▶ **WHAT TO DO**:
Find the string "stale" in the listing below and return each line it appears in.

EXERCISE DATA START

PR #696, opened 2026-08-11
chore(deps): phase 0 — version floors, unused dependency removal, and Storybook teardown

jsos3-cms:
Phase 0 of the dependency work. Two commits, both mechanical, no application source touched.

## Why this is broken into phases at all

The dependency backlog here spans everything from a stale lockfile entry to a four-major MUI jump. Landing that as one change would mean a single revert button for changes with wildly different blast radii, and a reviewer having to hold all of it at once.

So it is split by **what breaks if it is wrong**, not by package:

- **Phase 0 (this PR)** — changes that cannot alter application behavior. Version floors already permitted by existing ranges, and packages nothing imports. If any of this is wrong, the build fails; it cannot fail silently at runtime.
- **Phase 1** — patch bumps that touch declared versions, including unpinning `react-router` so its patches can flow. Still no API changes, but it edits versions the app actually resolves against.
- **Phase 2** — dev tooling majors (husky, lint-staged, testing-library, eslint). Breaks CI or git hooks if wrong; never the shipped bundle.
- **Phase 3** — framework majors (TypeScript, Vite, React, MUI, Apollo). Real migration surface, real user-visible risk, each needing its own PR and its own deploy.

The point of the split is that a reviewer of this PR does not need to think about MUI, and a reviewer of the MUI work does not need to re-litigate lockfile hygiene.

## What phase 0 does

**Commit 1 — raise two version floors.**

| Package | Before | After |
|---|---|---|
| `axios` | `^1.16.0` (locked 1.16.1) | `^1.19.0` (locked 1.19.0) |
| `tar` (resolution) | `^7.5.16` (locked 7.5.19) | `^7.5.21` (locked 7.5.22) |

Both were already permitted by their existing ranges — the lockfile had simply drifted behind. Raising the declared floors as well as the lockfile means a future resolution cannot land back on an older patch. That matters most for `tar`, where a resolution entry sitting below the current patch reads as pinned-safe while permitting an older resolution.

Note `tar` is a resolution-only entry, not a direct dependency, so `yarn up tar` fails with "doesn't match any packages referenced by any workspace" — it needs `yarn up -R tar`.

**Commit 2 — drop unused runtime dependencies and their orphaned types.**

`@apollo/client`, `@fortawesome/fontawesome-free`, `@hookform/resolvers`, `@mui/lab`, `@popperjs/core`, `classnames`, `clipboard-copy`, `jwt-decode`, `react-animate-height`, `react-cookie`, `react-dropzone`, `react-helmet`, `react-hook-form`, `react-is`, `react-popper`, `react-virtuoso`, `uswds`, `yup`.

Yarn additionally pruned `@types/react-helmet` and `@types/react-is`, which existed only to type packages in that list, so the declaration count is **twenty, not eighteen**. 55 packages and 22.32 MiB out of the install; runtime dependency count 33 → 15.

**This does not shrink the bundle.** Vite only bundles what is imported, so unused dependencies were never shipping. The win is install time, upgrade surface, and the number of advisories the tree can attract — not payload.

## What phase 0 deliberately does not do

- No version bump that crosses an API boundary.
- No change to any file under `src/` other than deleting the one story file in commit 3.
- **Storybook is removed** — see commit 3. This was originally carved out as a separate decision, and the discussion on this PR settled it: remove now, reintroduce deliberately if a future redesign wants it.

**Commit 3 — remove Storybook.**

It has never been runnable from a clean clone. `.gitignore` has excluded `.storybook/main.ts`, `.storybook/preview.tsx` and `.storybook/README.md` since the initial repo import, so the config was never committed and `storybook dev -p 6006` had nothing to start from for anyone cloning. It presumably worked for whoever set it up, on their machine only.

Removed: the ten supporting packages, the three non-functional scripts (`sb`, `storybook`, `build-storybook`), the Storybook block and plugin import in `eslint.config.mjs`, the single story file `src/hooks/stories/useAlert.stories.tsx` (unmodified since the initial import), and the three `.gitignore` entries — keeping those would silently re-hide the config if anyone reintroduces it.

This is the one part of the PR that touches `src/`, and it is a deletion.

## Adversarial verification

I tried to break this rather than confirm it, and two checks actually caught something:

1. **An import-pattern search is not sufficient.** A regex over import statements reports `react-dom` and `core-js` as unreferenced. Both are genuinely used — `react-dom/client` in `main.tsx:6`, `core-js/stable/atob` in `authLoader.ts:1` and `Title.tsx:14`. Subpath imports defeat the obvious check, so the removal list came from a substring search over every tracked file, and both packages stayed.

2. **Two `tsconfig.json` `types` entries were referencing packages nothing imports.** `yup` was one. No import search of any kind would have found it. `yarn typecheck` failed with `TS2688: Cannot find type definition file for 'yup'`, and the `types` entry is removed alongside the package. The other was `uuid` — and it is the sharper case, because neither `uuid` nor `@types/uuid` has ever been a *declared* dependency here. The only thing satisfying that entry was a transitive `@types/uuid` pulled in by `@storybook/addon-actions`, so removing Storybook exposed it. Both are the case for running the whole gate rather than trusting the search.

Also checked and clean: no SCSS/CSS `@import` of `uswds` or Font Awesome; no `index.html` references; no `jest.config.cjs` or `declaration.d.ts` references; no Vite aliases pointing at a removed package.

**Peers kept deliberately:** `@emotion/react` and `@emotion/styled` have no direct import but are required MUI peers.

**Transitive check:** `react-is` was a direct dependency at `^19.1.1` against React 18.3.1. After removal it still resolves for its real consumers — `@mui/base` takes 18.2.0, `@mui/material` takes 19.1.1 — so nothing was stranded, and the odd direct-dependency skew is gone.

## Deploy safety

The gate CI runs, plus the two build modes CI does not exercise on a PR:

| Check | Result |
|---|---|
| `yarn install --immutable` | clean — no package.json/lockfile drift |
| `yarn typecheck` | clean |
| `yarn lint` | clean |
| `yarn test:ci` | 66 suites, **904 passed**, 3 skipped, **0 failures** |
| `yarn build:dev` | built |
| `yarn build:prod` | built |
| `yarn build:impl` | built |

All three build modes are verified because this branch is what eventually deploys to each of them, and a PR only exercises `build:dev`.

The suite is two suites smaller than before (`filterPillarsForSystem.test.ts` and `reducedPillarScope.test.ts` were deleted by #694, which merged while this was open) — this branch has been updated onto `7e9d8f8` so it is verified against current `main`.

## Relationship to #697 and epic #179

Worth stating explicitly, because three things are moving in the same area.

**Epic #179** owns Dependabot *configuration* — `dependabot.yml`, the auto-merge workflow, CODEOWNERS, branch protection — across all three repos. This PR is not part of that and does not touch any of it.

**#697** is that automation's grouped security PR on this repo. The only overlap with this PR is **`axios`**: #697 targets `^1.18.0`, this targets `^1.19.0`. Everything else is disjoint — `tar` is not in #697's group, and removing unused packages is not something Dependabot can do at all.

**Merge this one first.** #697 rebases automatically, and against the higher floor here its `axios` entry becomes a no-op, leaving it as a clean set of exactly the bumps this PR does not cover.

I deliberately did **not** strip `axios` from this PR to force a cleaner split. Doing so would mean either reverting the lockfile to a known-vulnerable 1.16.1, or leaving a declared floor of `^1.16.0` against a locked 1.19.0 — a mismatch this PR exists to eliminate. Letting the automation rebase is the cheaper resolution.

## Rollback

Each commit reverts independently and neither touches application code, so a revert restores the previous resolution set exactly. Nothing here needs a data or infrastructure rollback.


jsos3-cms:
## Tier 0c — Storybook needs a decision, not a cleanup

Surfaced while doing the dependency removal in this PR, and deliberately left out of it. Recording it here so the exclusion is explained where the diff is, and so the decision has somewhere to happen. Nothing here blocks this PR — it is follow-on scope for the team.

### What is actually true today

**Storybook cannot run in this repo.** There is no `.storybook/` directory, so `storybook dev -p 6006` has no config to start from. The three scripts in `package.json` — `sb`, `storybook`, `build-storybook` — are non-functional as they stand.

Ten packages support it:

`storybook`, `@storybook/react`, `@storybook/react-vite`, `@storybook/addon-essentials`, `@storybook/addon-interactions`, `@storybook/addon-links`, `@storybook/blocks`, `@storybook/test` (all `^8.6.18`), plus `eslint-plugin-storybook` `^0.11.6` and `react-docgen-typescript` `^2.2.2`.

There is exactly **one story file**: `src/hooks/stories/useAlert.stories.tsx`. Its only commit is `2e63a91` "initial import from previous repo" (2024-07-29, Alex Tran) — it has never been modified since the repo was created.

`eslint.config.mjs` imports `eslint-plugin-storybook` and applies its recommended rules to `**/*.stories.{ts,tsx}`, so the config is wired even though the tool cannot start.

### Why this was not folded into the dependency cleanup

Everything else in phase 0 was provably unused: nothing imports it, and if that judgement were wrong the build would fail. Storybook is different — `useAlert.stories.tsx` is real source that imports `@storybook/react`, so removing the package breaks `yarn typecheck` unless that file is deleted at the same time.

That makes removal a three-part change touching a source file, the lint config and the scripts, resting on an assumption nobody has stated: that Storybook is not coming back. Bundling that into a lockfile-hygiene PR would have hidden the assumption inside a diff that otherwise cannot change behavior.

### The decision

Roughly, one of:

**A — Remove it.** Delete the ten packages, `useAlert.stories.tsx`, the Storybook block in `eslint.config.mjs`, and the three scripts. Cleanest tree; drops ten packages from the upgrade surface, including a Storybook 8 → 10 major that otherwise sits in phase 3. Loses the one story, though git history keeps it.

**B — Restore it.** Add a `.storybook/` config so the tooling works again, and treat the single story as the seed of a component library. Costs the config work plus keeping Storybook current — it is currently two majors behind (8.6.18 against 10.5.7).

**C — Leave it.** No work now. Cost is that ten unused packages stay in the tree attracting advisories and upgrade pressure, and the next person hits the same confusion.

### Worth knowing before choosing

This is **dev tooling only** — nothing here ships in the bundle or touches a deploy, so there is no urgency and no risk to any environment either way. The cost of leaving it is the ten packages' share of the dependency backlog, not any user-facing exposure.

Whichever way it goes, the three non-functional scripts should be either fixed or dropped, since a script that cannot run is a trap for the next person who tries it.

I have no strong preference between A and B. I would rank C last only because it is the option that guarantees someone rediscovers this.

MackOverflow:
My votes would be keep things simple with A

tarratsco:
I agree with Mack, we can keep it simple with A. Then during the re-design if we wanted to take advantage of storybook, we have the option.

jsos3-cms:
Option A it is — Storybook removed in `a5a5b81`, thanks both.

Two things surfaced while doing it that are worth recording, since neither was in the original writeup.

**It was gitignored, not missing.** `.gitignore` has excluded `.storybook/main.ts`, `.storybook/preview.tsx` and `.storybook/README.md` since the initial repo import. So the config was never committed — Storybook presumably worked for whoever set it up, on their machine, and has been unrunnable for everyone cloning since. I removed those three entries too; leaving them would silently re-hide the config if anyone reintroduces Storybook later, which is exactly the trap that produced this situation.

**It was propping up an unrelated tsconfig entry.** `tsconfig.json` listed `uuid` in its `types` array, and the only thing satisfying that was a transitive `@types/uuid` from `@storybook/addon-actions`. Neither `uuid` nor `@types/uuid` has ever been a declared dependency here and nothing imports it, so the entry was stale — it just happened to resolve. Typecheck caught it as TS2688 once Storybook was gone.

Removed in full: the ten packages, the three non-functional scripts, the Storybook block and plugin import in `eslint.config.mjs`, `src/hooks/stories/useAlert.stories.tsx`, the `.gitignore` entries, and the stale tsconfig entry.

Gate is green with exit codes checked rather than inferred: `yarn install --immutable`, `typecheck`, `lint`, `test:ci` (66 suites, 904 passed, 3 skipped, 0 failures), and `build:dev`, `build:prod` and `build:impl` all exit 0.

To @tarratsco's point about keeping the option open — nothing here forecloses it. Reintroducing Storybook later is `yarn add` plus a committed `.storybook/`, and it would start from a working config rather than an ignored one.

costacalvin (approved):
LGTM! Rebuilt local off of this branch and everything runs smoothly! Also verified Dev envhad a successful deploy. Removed deps all valid as well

EXERCISE DATA END

▶ **ANSWER TO THE PROBLEM**:
The dependency backlog here spans everything from a stale lockfile entry to a four-major MUI jump. Landing that as one change would mean a single revert button for changes with wildly different blast radii, and a reviewer having to hold all of it at once.
**It was propping up an unrelated tsconfig entry.** `tsconfig.json` listed `uuid` in its `types` array, and the only thing satisfying that was a transitive `@types/uuid` from `@storybook/addon-actions`. Neither `uuid` nor `@types/uuid` has ever been a declared dependency here and nothing imports it, so the entry was stale — it just happened to resolve. Typecheck caught it as TS2688 once Storybook was gone.
Removed in full: the ten packages, the three non-functional scripts, the Storybook block and plugin import in `eslint.config.mjs`, `src/hooks/stories/useAlert.stories.tsx`, the `.gitignore` entries, and the stale tsconfig entry.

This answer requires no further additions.